PR #670, opened 2026-08-21
Tuning: use nlohmann json instead of manual json

EJainDev:
Replace use of manual JSON insertion with nlohmann json for simplicity. This sets up the baseline for resumable tuning.


CNugteren (changes requested):
Let's not copy a file into this repo, let's instead get it through CMake or something?

EJainDev:
Adjusted. Now `nlohmann_json` is gotten through CMake 3.11 FetchContent.

CNugteren (approved):
Thanks for adding this, looks good!

PR #671, opened 2026-08-21
Tuning: add progressive logging to avoid loss of data from early stop

EJainDev:
An error, crash, or manual stop causes the tuning results to never be written, wasting the time spent. Now, it progressively logs and updates the file after every run so that this data is not lost. Makes it possible to resume tuning with a future PR.


EJainDev:
The lint error, from my research, has to be addressed by a separate PR that disables clang-tidy on headers.

CNugteren:
I guess https://github.com/CNugteren/CLBlast/pull/672 should have been made on top of this one, right? I reviewed that one and then realized this PR is actually a subset of that one. Please see https://github.com/CNugteren/CLBlast/pull/672 for my comments.

EJainDev:
It seems that the changes accidentally got mixed up. I'll close this PR and the other one can be directly merged.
-=-=-
Please output, exactly, the lines of the listing from the one containing "CMake 3.11 FetchContent." through the last, inclusive, and no other lines.

Adjusted. Now `nlohmann_json` is gotten through CMake 3.11 FetchContent.

CNugteren (approved):
Thanks for adding this, looks good!

PR #671, opened 2026-08-21
Tuning: add progressive logging to avoid loss of data from early stop

EJainDev:
An error, crash, or manual stop causes the tuning results to never be written, wasting the time spent. Now, it progressively logs and updates the file after every run so that this data is not lost. Makes it possible to resume tuning with a future PR.


EJainDev:
The lint error, from my research, has to be addressed by a separate PR that disables clang-tidy on headers.

CNugteren:
I guess https://github.com/CNugteren/CLBlast/pull/672 should have been made on top of this one, right? I reviewed that one and then realized this PR is actually a subset of that one. Please see https://github.com/CNugteren/CLBlast/pull/672 for my comments.

EJainDev:
It seems that the changes accidentally got mixed up. I'll close this PR and the other one can be directly merged.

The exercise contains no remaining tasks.